At last, an interesting book for engineers and computer scientists. Even so, they are not the only ones who will enjoy Machine Beauty: Elegance and the Heart of Technology.
Author David Gelernter, a Yale computer science professor, says beauty can and should be a factor in the way machines are conceived and built. This beauty involves an inspired mating of "simplicity and power," he writes.
If the author had his way, all computer scientists and software engineers would be given courses in drawing and art history. Their study of Michelangelo and Matisse, says Gelernter, would make their computer software and hardware beautiful and more functional.
He cites some sublime technological feats: the Hoover Dam, the Empire State Building, and the 1938 J3 steam locomotive as examples of beauty in technology. Only one computer achieved a degree of machine beauty, the original Apple Macintosh. Its interface acted like an office with file folders and trash cans and an area in which you could work in several program windows at once, he says. Software makers, says the author, add useless bells and whistles such as clocks that announce they are on U.S. Eastern time as if the user didn't know where he was.

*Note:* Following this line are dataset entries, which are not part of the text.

Issue #3339, opened 2017-06-19
canStartBuild example (RemoteCommand) does not work 


nazarewk:
`RemoteCommand` implementation has changed and `canStartBuild` [example](http://docs.buildbot.net/0.9.8/manual/customization.html#canstartbuild-functions) stopped working because `self.step is None` in [here](https://github.com/buildbot/buildbot/blob/a5237a9cc02740e474cb0b3b717ed7296889f708/master/buildbot/process/remotecommand.py#L278)

Frodox:
[permanent link](https://github.com/buildbot/buildbot/blob/a5237a9cc02740e474cb0b3b717ed7296889f708/master/buildbot/process/remotecommand.py#L278)

nazarewk:
thanks, updated both links to be permanent

tardyp:
@nazarewk looks like indeed a patch is needed in cleanup so that it is just a nop if self.step.build is None. Would you like to do this patch?

seankelly:
Fixed in #3343.

PR #3343, opened 2017-06-20
#3339 NOP if RemoteCommand.build is None

nazarewk:
https://github.com/buildbot/buildbot/issues/3339 fix

### DIFF
--- a/master/buildbot/process/remotecommand.py
+++ b/master/buildbot/process/remotecommand.py
@@ -275,7 +275,10 @@ class RemoteCommand(base.RemoteCommandImpl, WorkerAPICompatMixin):
     @defer.inlineCallbacks
     def remoteUpdate(self, update):
         def cleanup(data):
+            if self.step is None:
+                return data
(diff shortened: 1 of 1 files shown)


master/buildbot/process/remotecommand.py
```diff
@@ -275,7 +275,10 @@ def addToLog(self, logname, data):
     @defer.inlineCallbacks
     def remoteUpdate(self, update):
         def cleanup(data):
+            if not self.step.build:
+                return ''
```
tardyp: it should return data in this case

master/buildbot/process/remotecommand.py
```diff
@@ -275,7 +275,10 @@ def addToLog(self, logname, data):
     @defer.inlineCallbacks
     def remoteUpdate(self, update):
         def cleanup(data):
+            if not self.step.build:
```
tardyp: if self.step.build is None

PR #3349, opened 2017-06-21
Add a Python 3.4 builder

rodrigc:


rodrigc:
@tardyp can you add Python 3.4 to the list of Python versions on the buildbots?
There are still some Linux distributions which have Python 3.4 by default.

tardyp:
updated the dockerfile: https://github.com/buildbot/metabbotcfg/pull/86

seankelly:
3.4 builder still failing because of missing Python 3.4. Is there some way to indicate when the Docker image was built to see if it at least happened after the other PR?

tardyp:
dammit. the new docker image now has python 3.4, but it pulled a new version of chrome which is not compatible with our version of selenium :-(

rodrigc:
@tardyp Looks like you've upgraded protractor/selenium, so I think this works now.

PR #3350, opened 2017-06-21
Python 3.4 doesn't support PEP 461 bytes formatting.

rodrigc:


rodrigc:
See: https://github.com/buildbot/buildbot/pull/3349
for adding buildbot support

tardyp:
looks good!

bdbaddog:
Is it worth supporting 3.4 and not set the floor at 3.5?

tardyp:
if 3.4 is only this fix, I would be happy with it, if it makes more distro happy.

rodrigc:
Python 3.4 is still needed because on some Linux distributions that are not that old, Python 3 == 3.4

PR #3357, opened 2017-06-22
Render secrets during service reconfiguration

protatremy:
Secret is rendered when the service reconfig function is called like renderables are during build start.

## Contributor Checklist:

### DIFF
--- a/master/buildbot/process/properties.py
+++ b/master/buildbot/process/properties.py
@@ -454,6 +454,29 @@ class _SecretRenderer(object):
         defer.returnValue(secret_detail.value)
 
 
+class Secret(_SecretRenderer):
+
+    def __repr__(self):
+        return "Secret({0})".format(self.secretKey)
+
+    def __init__(self, secretKey):
+        self.secretKey = secretKey
+
+    @defer.inlineCallbacks
+    def getRenderingFor(self, master):
+        secretsSrv = master.namedServices.get("secrets")
+        if not secretsSrv:
+            error_message = "secrets service not started, need to configure" \
+                            " SecretManager in c['services'] to use 'secrets'" \
+                            "in Interpolate"
+            raise KeyError(error_message)
+        credsservice = master.namedServices['secrets']
+        secret_detail = yield credsservice.get(self.secretKey)
+        if secret_detail is None:
+            raise KeyError("secret key %s is not found in any provider" % self.secretKey)
+        defer.returnValue(secret_detail.value)
+
+
 class _SecretIndexer(object):
 
     def __contains__(self, password):
--- a/master/buildbot/process/properties.py
+++ b/master/buildbot/process/properties.py
@@ -68,6 +68,17 @@ class Properties(util.ComparableMixin):
         self._used_secrets = {}
         if kwargs:
             self.update(kwargs, "TEST")
+        self._master = None
+
+    @property
+    def master(self):
+        if self.build is not None:
+            return self.build.master
+        return self._master
+
+    @master.setter
+    def master(self, value):
+        self._master = value
 
     @classmethod
     def fromDict(cls, propDict):
@@ -463,14 +474,14 @@ class Secret(_SecretRenderer):
         self.secretKey = secretKey
 
     @defer.inlineCallbacks
-    def getRenderingFor(self, master):
-        secretsSrv = master.namedServices.get("secrets")
+    def getRenderingFor(self, props):
+        secretsSrv = props.master.namedServices.get("secrets")
         if not secretsSrv:
             error_message = "secrets service not started, need to configure" \
                             " SecretManager in c['services'] to use 'secrets'" \
                             "in Interpolate"
             raise KeyError(error_message)
-        credsservice = master.namedServices['secrets']
+        credsservice = props.master.namedServices['secrets']
         secret_detail = yield credsservice.get(self.secretKey)
         if secret_detail is None:
             raise KeyError("secret key %s is not found in any provider" % self.secretKey)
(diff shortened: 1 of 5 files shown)


master/buildbot/process/properties.py
```diff
@@ -454,6 +454,29 @@ def getRenderingFor(self, properties):
...
+class Secret(_SecretRenderer):
+
+    def __repr__(self):
+        return "Secret({0})".format(self.secretKey)
+
+    def __init__(self, secretKey):
+        self.secretKey = secretKey
+
+    @defer.inlineCallbacks
+    def getRenderingFor(self, master):
```
tardyp: its not a renderable anymore if you give him a master

master/buildbot/test/unit/test_secret_rendered_service.py
```diff
@@ -0,0 +1,64 @@
...
+        self.master = master
+
+
+class FakeServiceUsingSecrets(BuildbotService):
+
+    name = "FakeServiceUsingSecrets"
+    render_secrets = ["secret_to_render"]
+
+    @defer.inlineCallbacks
+    def reconfigService(self, secret):
```
tardyp: def reconfigService(self, secret=None):

master/buildbot/test/unit/test_secret_rendered_service.py
```diff
@@ -0,0 +1,64 @@
...
+
+    def __init__(self, master):
+        super(FakeBuildWithMaster, self).__init__()
+        self.master = master
+
+
+class FakeServiceUsingSecrets(BuildbotService):
+
+    name = "FakeServiceUsingSecrets"
+    render_secrets = ["secret_to_render"]
```
tardyp: +    render_secrets = ["secret"]

master/buildbot/test/unit/test_secret_rendered_service.py
```diff
@@ -0,0 +1,64 @@
...
+
+    @defer.inlineCallbacks
+    def reconfigService(self, secret):
+        self.secret_to_render = secret
```
tardyp: at this point secret must rendered

master/buildbot/test/unit/test_secret_rendered_service.py
```diff
@@ -0,0 +1,64 @@
...
+
+    def setUp(self):
+        self.master = fakemaster.make_master()
+        fakeStorageService = FakeSecretStorage()
+        fakeStorageService.reconfigService(secretdict={"foo": "bar",
+                                                       "other": "value"})
+        self.secretsrv = SecretManager()
+        self.secretsrv.services = [fakeStorageService]
+        self.secretsrv.setServiceParent(self.master)
+        self.srvtest = FakeServiceUsingSecrets(["foo", "other"])
```
tardyp: List of use cases to try

     FakeServiceUsingSecrets(secret=Secret("foo")])

-> reconfigureService is called with secret="bar" 

     FakeServiceUsingSecrets(secret="foo")

-> return the service with secret hardcoded in the master.cfg (reconfigureService is called with secret="foo") 

     FakeServiceUsingSecrets(Secret("foo"))

-> positional arguments cannot work  (reconfigureService is called with secret=Secret("foo")), and the type check will fail)


Nested renderables:

     FakeServiceUsingSecrets(secret=[Secret("foo"), Secret("other")])

-> reconfigureService is called with secret=['bar', 'value'])


For this to work, you just have to use

    def reconfigServiceWithSibling(self, sibling):
        # only reconfigure if sibling is configured differently.
        # sibling == self is using ComparableMixin's implementation
        # only compare compare_attrs
        if self.configured and sibling == self:
            return defer.succeed(None)
        self.configured = True
        p = properties.Properties()
        p.master = self.master
        kwargs = {k: yield p.render(v) for k, v in sibling._config_kwargs}
        return self.reconfigService(*sibling._config_args,
                                    **kwargs)

for this to work, you will have to set a master property in Properties class, and change _SecretRenderable to:

    #  in Properties class:
    @property
    def master(self):
        if self.build is not None:
            return self.build.master
        return self._master

    @master.setter
    def master(self, value):
        self._master = value


- rename to make it API (replace your Secret class)
- use property.master instead of property.getBuild().master

master/buildbot/util/service.py
```diff
@@ -189,19 +191,39 @@ def getConfigDict(self):
...
-                                    **sibling._config_kwargs)
+        # render renderables in parallel
+        # Properties import to resolve cyclic import issue
+        from buildbot.process.properties import Properties
+        p = Properties()
+        p.master = self.master
+        # render renderables in parallel
+        renderables = []
+        kwargs = {}
+        accumulateClassList(self.__class__, 'renderables', renderables)
```
tardyp: why renderables? secrets!

There are some reporters that allows renderable to be configured, and which will render them for each builds. So if they are already rendered at reconfig, the feature will break. That is strange that the unit tests didn't catch this.

master/buildbot/util/service.py
```diff
@@ -189,19 +191,39 @@ def getConfigDict(self):
...
+                kwargs.update({k: v})
+        d = yield self.reconfigService(*sibling._config_args,
+                                       **sibling._config_kwargs)
+        defer.returnValue(d)
 
+    @defer.inlineCallbacks
     def configureService(self):
         # reconfigServiceWithSibling with self, means first configuration
-        return self.reconfigServiceWithSibling(self)
+        d = yield self.reconfigServiceWithSibling(self)
```
tardyp: I would prefer to avoid transforming this into inlineCallbacks since it is not needed. It adds an overhead

master/buildbot/util/service.py
protatremy: done

master/buildbot/util/service.py
protatremy: done

PR #3367, opened 2017-06-23
EC2LatentSlave: spot request state bugfixes and adding tag support

opalmer:
This PR makes a couple of minor bugfixes:

*  Ensure that if the spot request enters the `capacity-not-available` or `capacity-oversubscribed` states that the request is closed by `_wait_for_request()`. The master would already skip to the next worker but it wouldn't close the spot request (which won't expire and counts against a region level limit)
* Create a `_tag_instance()` function and call this for both on demand and spot instances.  Previously spot instances didn't receive tags passed to `__init__()`.

## Contributor Checklist:

* [x] I have updated the unit tests (nothing to update)

### DIFF
--- a/master/buildbot/newsfragments/ec2_latent_worker.bugfix
+++ b/master/buildbot/newsfragments/ec2_latent_worker.bugfix
@@ -1,0 +1,3 @@
+_wait_for_request() would fail to format a log statement due to an invalid type being passed to log.msg (resulting in a broken build)
+_wait_for_request() could leave a spot request open if it entered the capacity-oversubscribed or capacity-not-available states
+Tags are now applies to spot instances too
--- a/master/buildbot/worker/ec2.py
+++ b/master/buildbot/worker/ec2.py
@@ -401,6 +401,17 @@ class EC2LatentWorker(AbstractLatentWorker):
             opts = args[0]
         return dict((k, v) for k, v in iteritems(opts) if v is not None)
 
+    def _tag_instance(self):
+        if not self.tags:
+            return
+
+        self.instance.create_tags(
+            Tags=[
+                {"Key": k, "Value": v}
+                for k, v in iteritems(self.tags)
+            ]
+        )
+
     def _start_instance(self):
         image = self.get_image()
         launch_opts = dict(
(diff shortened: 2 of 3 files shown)


master/buildbot/newsfragments/ec2_latent_worker.bugfix
```diff
@@ -0,0 +1,3 @@
+_wait_for_request() would fail to format a log statement due to an invalid type being passed to log.msg (resulting in a broken build)
```
tardyp: Those sentence will be placed in the middle of the release notes. Please be more user oriented.

    bug fixes in EC2LatentWorker for spot request support.
    Tag support in EC2LatentWorker

master/buildbot/worker/ec2.py
```diff
@@ -523,6 +542,7 @@ def _request_spot_instance(self):
             raise LatentWorkerFailedToSubstantiate()
```
tardyp: these lines are marked uncovered by unit tests. Please add unit tests for it, so that we can keep the code working.

opalmer: Slowly working on it but there's a bit of a problem.

Looking at the existing tests for spot instances they all call `_start_instance()` which is fine except this method calls `self.ec2.create_instance` so the tests, unless I'm missing something obvious, basically don't cover spot instances at all and the existing coverage seems to confirm this:

* https://codecov.io/gh/buildbot/buildbot/src/master/master/buildbot/worker/ec2.py#L471
* https://codecov.io/gh/buildbot/buildbot/src/master/master/buildbot/worker/ec2.py#L491
* https://codecov.io/gh/buildbot/buildbot/src/master/master/buildbot/worker/ec2.py#L564

I did start to work on updating `test_start_spot_instance()` to call `_request_spot_instance()` but found out moto does not implement `describe_spot_price_history()` so we won't be able to get coverage for `_bid_price_from_spot_price_history()`. 

The other issue, which I'd certainly welcome some suggestions on is how to get moto to create a spot request then modify the state of the request so `_wait_for_request()` can return correctly. I tried digging around on moto's own tests and it looks like I might be able to do something like:

```python 
models = get_model('SpotInstanceRequest', 'us-east-1')
# loop over models in a thread and modify the state so _wait_for_request() returns
```

But I'm not sure that's the right approach (or if it will even work) so I'd certainly welcome some suggestions. If I can get `test_start_spot_instance()` working modifying the other tests shouldn't be too difficult which would be great because then spot requests will actually be covered in the tests.

Thoughts?

PR #3371, opened 2017-06-24
Roles from GitHub teams

s0undt3ch:
Initial draft on getting GH team membership for the authenticated user and use those teams for roles

Need to cleanup the code a bit and add tests, however I just wanted to get this PR opened to start addressing review change requests.
## Contributor Checklist:

### DIFF
--- a/master/buildbot/test/unit/test_www_oauth.py
+++ b/master/buildbot/test/unit/test_www_oauth.py
@@ -31,6 +31,7 @@ from twisted.web.resource import Resource
 from twisted.web.server import Site
 
 from buildbot.test.util import www
+from buildbot.test.util.config import ConfigErrorsMixin
 
 try:
     import requests
@@ -52,7 +53,7 @@ class FakeResponse(object):
         pass
 
 
-class OAuth2Auth(www.WwwTestMixin, unittest.TestCase):
+class OAuth2Auth(www.WwwTestMixin, ConfigErrorsMixin, unittest.TestCase):
 
     def setUp(self):
         if requests is None:
@@ -64,13 +65,18 @@ class OAuth2Auth(www.WwwTestMixin, unittest.TestCase):
 
         self.googleAuth = oauth2.GoogleAuth("ggclientID", "clientSECRET")
         self.githubAuth = oauth2.GitHubAuth("ghclientID", "clientSECRET")
+        self.githubAuth_v4 = oauth2.GitHubAuth(
+            "ghclientID", "clientSECRET", apiVersion=4)
+        self.githubAuth_v4_teams = oauth2.GitHubAuth(
+            "ghclientID", "clientSECRET", apiVersion=4, getTeamsMembership=True)
         self.githubAuthEnt = oauth2.GitHubAuth(
             "ghclientID", "clientSECRET", serverURL="https://git.corp.fakecorp.com")
         self.gitlabAuth = oauth2.GitLabAuth(
             "https://gitlab.test/", "glclientID", "clientSECRET")
         self.bitbucketAuth = oauth2.BitbucketAuth("bbclientID", "clientSECRET")
 
-        for auth in [self.googleAuth, self.githubAuth, self.githubAuthEnt, self.gitlabAuth, self.bitbucketAuth]:
+        for auth in [self.googleAuth, self.githubAuth, self.githubAuth_v4, self.githubAuth_v4_teams,
+                     self.githubAuthEnt, self.gitlabAuth, self.bitbucketAuth]:
             self._master = master = self.make_master(url='h:/a/b/', auth=auth)
             auth.reconfigAuth(master, master.config)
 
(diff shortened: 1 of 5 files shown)


master/buildbot/www/authz/roles.py
```diff
@@ -86,3 +86,18 @@ def getRolesFromUser(self, userDetails):
...
+class RolesFromTeams(RolesFromBase):
+
+    def __init__(self, teamPrefix=""):
+        RolesFromBase.__init__(self)
+        self.teamPrefix = teamPrefix
+
+    def getRolesFromUser(self, userDetails):
+        roles = []
+        if 'teams' in userDetails:
+            for team in userDetails['teams']:
```
tardyp: you can simplify the two lines:

    for team in userDetails.get('teams', []):

master/buildbot/www/oauth2.py
```diff
@@ -206,22 +211,104 @@ def __init__(self,
 
             self.authUri = '{0}/login/oauth/authorize'.format(serverURL)
             self.tokenUri = '{0}/login/oauth/access_token'.format(serverURL)
-            self.resourceEndpoint = '{0}/api/v3'.format(serverURL)
+        self.serverURL = serverURL or self.resourceEndpoint
+
+        if not isinstance(apiVersion, int):
```
tardyp: this is not needed. the second check is a subset of this check.

master/buildbot/www/oauth2.py
```diff
@@ -206,22 +211,104 @@ def __init__(self,
...
+                config.error(
+                    'Retrieving team membership information using GitHubAuth is only '
+                    'possible using GitHub api v4.')
+            self.resourceEndpoint = '{0}/api/v3'.format(self.serverURL)
+        else:
+            self.resourceEndpoint = '{0}/graphql'.format(self.serverURL)
+        self.getTeamsMembership = getTeamsMembership
+
+    def post(self, session, query):
+        log.info('POST: {endpoint} -> DATA:\n----\n{data}\n----', endpoint=self.resourceEndpoint, data=query)
```
tardyp: We should put those logs under a debug flag

master/buildbot/www/oauth2.py
```diff
@@ -206,22 +211,104 @@ def __init__(self,
...
                 break
         orgs = self.get(c, '/user/orgs')
-
         return dict(full_name=user['name'],
                     email=user['email'],
                     username=user['login'],
                     groups=[org['login'] for org in orgs])
 
+    def getUserInfoFromOAuthClient_v4(self, c):
+        graphql_query = textwrap.dedent('''
```
tardyp: please add some unit tests for this method

master/buildbot/www/oauth2.py
```diff
@@ -206,22 +211,104 @@ def __init__(self,
...
+        data = data['data']
+        log.info('Response: {response}', response=data)
+        user_info = dict(full_name=data['viewer']['name'],
+                         email=data['viewer']['email'],
+                         username=data['viewer']['login'],
+                         groups=[org['node']['login'] for org in
+                                 data['viewer']['organizations']['edges']]
+        )
+        if self.getTeamsMembership:
+            graphql_query = '''
```
tardyp: we already have jinja as a dependency. shall we use jinja two make this code more readable?

master/buildbot/www/authz/roles.py
s0undt3ch: True

master/buildbot/www/oauth2.py
s0undt3ch: Ok

master/buildbot/www/oauth2.py
s0undt3ch: Will do

master/buildbot/www/oauth2.py
s0undt3ch: Invoking jinja just for this? It will be less performant but sure.

Render a string or create a template file and render that?
Do we have helper utilities to prep jinja for rendering?

tardyp: Jinja compiled templates is as performant as pure python. It actually compiles into very similar code as you did.
You would have to precompile that template at init time

s0undt3ch: OK. That makes more sense.

master/buildbot/www/oauth2.py
s0undt3ch: Added, for both v4 and v4 with team membership fetching.

s0undt3ch:
Still need to add tests for `RolesFromTeams`

s0undt3ch:
News fragment added and documentation updated.

master/buildbot/test/unit/test_www_oauth.py
```diff
@@ -210,6 +216,144 @@ def test_GithubAcceptToken(self):
...
+                        }
+                    },
+                }
+            }
+        ])
+        res = yield self.githubAuth_v4_teams.acceptToken("TOK3N")
+        self.assertEqual({'email': 'bar@foo',
+                          'username': 'bar',
+                          'groups': ["hello", "grp"],
+                          'teams': [
```
s0undt3ch: You tell me. The idea was a clean separation. If you wish to have `grp` as a role, you'd pass an empty group prefix and we'd end up with a `grp/committers` role too for example.

tardyp: The thing is the notion of Team is very bound to Github, and the only auth plugin which would implement this. This is why I would prefer not to introduce a new concept unless it is necessary.

I think '/' is already a clean separation. You then can use  regular expression to give rights to grp/* or just grp or grp/foo/*

s0undt3ch:
Should be good to take another look.

common/code_spelling_ignore_words.txt
```diff
@@ -569,6 +569,7 @@ gotperspective
 gotrootobject
 gpo
 gracefulshutdown
+graphql
```
tardyp: this one is for pylint..

the one you need to fix is:
https://github.com/buildbot/buildbot/blob/master/master/docs/spelling_wordlist.txt#L1

tardyp:
:1st_place_medal:

PR #3381, opened 2017-06-26
grid_view: display most recent changes on the left

rjarry:
Add a new setting allowing to change the ordering of changes. By default, most recent changes are displayed on the left (older ones on the right).

### DIFF
--- a/www/base/src/app/workers/workers.route.coffee
+++ b/www/base/src/app/workers/workers.route.coffee
@@ -33,4 +33,9 @@ class State extends Config
                 name:'show_old_workers'
                 caption:'Show old workers'
                 default_value: false
+            ,
+                type:'bool'
+                name:'showWorkerBuilders'
+                caption:'Show list of builders for each worker (can take a lot of time)'
+                default_value: false
             ]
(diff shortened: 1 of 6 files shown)


www/grid_view/src/module/grid.controller.coffee
```diff
@@ -28,6 +28,7 @@ class Grid extends Controller
         @changeFetchLimit = settings.changeFetchLimit.value
         @buildFetchLimit = settings.buildFetchLimit.value
         @compactChanges = settings.compactChanges.value
+        @rightToLeft = settings.rightToLeft.value
 
         @buildsets = @data.getBuildsets(
             limit: @changeFetchLimit
```
tardyp: Here you should rather take @buildFetchLimit. If the trigger step is used, the number of buildset is more on the order of the number of build rather than the order of change.
better to many than too few.

www/base/src/app/workers/workers.route.coffee
```diff
@@ -33,4 +33,9 @@ class State extends Config
                 name:'show_old_workers'
                 caption:'Show old workers'
                 default_value: false
+            ,
+                type:'bool'
+                name:'showWorkerBuilders'
+                caption:'Show list of builders for each worker (can take a lot of time)'
+                default_value: false
```
tardyp: I would need to set this value to true by default or fix the e2e tests

PR #3388, opened 2017-06-28
Fix GerritVerifyStatusPush()'s request body to match Gerrit's expectations

opalmer:
## Contributor Checklist:

* [x] I have updated the appropriate documentation (no change)

### DIFF
--- a/master/buildbot/reporters/gerrit_verify_status.py
+++ b/master/buildbot/reporters/gerrit_verify_status.py
@@ -16,6 +16,7 @@
 from __future__ import absolute_import
 from __future__ import print_function
 
+from six.moves import http_client
 from twisted.internet import defer
 from twisted.python import failure
 
@@ -214,7 +215,7 @@ class GerritVerifyStatusPush(http.HttpStatusPushBase):
         changes = yield self.getGerritChanges(props)
         for change in changes:
             try:
-                yield self.createStatus(
+                response = yield self.createStatus(
                     change['change_id'],
                     change['revision_id'],
                     name,
@@ -226,6 +227,13 @@ class GerritVerifyStatusPush(http.HttpStatusPushBase):
                     reporter=reporter,
                     category=category,
                     duration=duration)
+
+                # The verify-status plugin will return 204 NO CONTENT
+                # on success.
+                if response.code != http_client.NO_CONTENT:
+                    body = yield response.text()
+                    raise ValueError('Expected 204 NO CONTENT. Response was %s: %s' % (response.code, body))
+
             except Exception:
                 log.failure(
                     'Failed to send status!', failure=failure.Failure())
--- a/master/buildbot/reporters/gerrit_verify_status.py
+++ b/master/buildbot/reporters/gerrit_verify_status.py
@@ -136,6 +136,8 @@ class GerritVerifyStatusPush(http.HttpStatusPushBase):
         if duration is not None:
             payload['duration'] = duration
 
+        payload = {'verifications': {name: payload}}
+
         if self._verbose:
             log.debug(
                 'Sending Gerrit status for {change_id}/{revision_id}: data={data}',
--- a/master/buildbot/reporters/gerrit_verify_status.py
+++ b/master/buildbot/reporters/gerrit_verify_status.py
@@ -233,7 +233,10 @@ class GerritVerifyStatusPush(http.HttpStatusPushBase):
                 # The verify-status plugin will return 204 NO CONTENT
                 # on success.
                 if response.code != http_client.NO_CONTENT:
-                    body = yield response.text()
+                    try:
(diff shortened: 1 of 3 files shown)


opalmer:
@tardyp, looks like `format.format` doesn't exist in Twisted 14.0.2? I can go digging to fix it tomorrow unless you happen to know the correct call.

master/buildbot/reporters/gerrit_verify_status.py
```diff
@@ -226,6 +229,16 @@ def send(self, build):
                     reporter=reporter,
                     category=category,
                     duration=duration)
+
+                # The verify-status plugin will return 204 NO CONTENT
+                # on success.
+                if response.code != http_client.NO_CONTENT:
+                    try:
+                        body = yield response.text()
```
tardyp: response.text is not an API so it will always raise AttributeError. what are you trying to do?

master/buildbot/reporters/gerrit_verify_status.py
```diff
@@ -135,6 +136,8 @@ def createStatus(self,
         if duration is not None:
             payload['duration'] = duration
 
+        payload = {'verifications': {name: payload}}
```
tardyp: gasp.. I am pretty sure I did test that e2e. Looks like I didn't :(

master/buildbot/reporters/gerrit_verify_status.py
tardyp: not sure why you first try response.text(). For me it does not correspond to any API

opalmer: It works for me and does appear to exist according to the docs:

https://treq.readthedocs.io/en/latest/api.html#treq.response._Response.text

Maybe `.text()` was introduced in a later version of treq? Happy to change this to response.content() only if you think it's appropriate.

master/buildbot/reporters/gerrit_verify_status.py
opalmer: No worries, if it did work then I'm willing to bet the API changed or something.

I'm a little curious how you did your end to end testing? I've got another project where I'm trying to get [gerrit setup with Docker](https://github.com/andygrunwald/go-gerrit/issues/11) and I ended up developing [gerrittest](https://github.com/opalmer/gerrittest) as a result. Might be useful for buildbot for these kinds of changes.

master/buildbot/reporters/gerrit_verify_status.py
rodrigc: `response.text()` returns unicode, while `response.content` returns bytes.
It's probably better to leave this as `response.text()` especially for Python 3,
otherwise we get into the bytes/unicode issues.

master/buildbot/reporters/gerrit_verify_status.py
tardyp: I looked at the history of verify status plugin for several month, and could not see a version with current code's payload.

master/buildbot/reporters/gerrit_verify_status.py
tardyp: see: http://docs.buildbot.net/current/developer/utils.html#buildbot.util.service.IHTTPResponse
Note
IHTTPResponse is a subset of treq Response API described here The API it is voluntarily minimalistic and reflects what is tested and reliable to use with the three backends (including fake). The api is a subset of the treq API, which is itself a superset of twisted IResponse API. treq is thus implemented as passthrough.

Notably:

There is no api to automatically decode content, as this is not implemented the same in both backends.

so please use .content(), and decode manually.

opalmer: Understood, fixed in 6e3583c6566ed1b9c5709169d0adca97a6ae6294.

master/buildbot/util/logger.py
```diff
@@ -35,5 +35,10 @@ def _log(self, format, *args, **kwargs):
         critical = _log
 
         def failure(self, format, failure, *args, **kwargs):
-            log.error(failure, format.format(args, **kwargs))
```
opalmer: Updated in 1e9a5432a6a9ac314186830c138a487e8ab0fdc3. This should solve the AttributeError I was getting initially.

tardyp:
still some unit tests to fix (and pylint)

master/buildbot/reporters/gerrit_verify_status.py
```diff
@@ -135,6 +138,8 @@ def createStatus(self,
...
```
sa2ajj: I'm sorry I do not quite understand: you seem to overwrite whatever `payload` has so far...

seankelly:
@tardyp You marked as okay but now it's "stale", should this be merged still?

The professor is not satisfied with hardware either, saying in his amusing way, that they are graceless, lumpy objects, and that most offices are an electronic "Model T."
The author provides an interesting, informative, and quick read. And he just might influence designers to come up with more beautiful software and equipment. That would be a plus.
Machine Beauty: Elegance and the Heart of Technology by David Gelernter, Basic Books, 166 pages.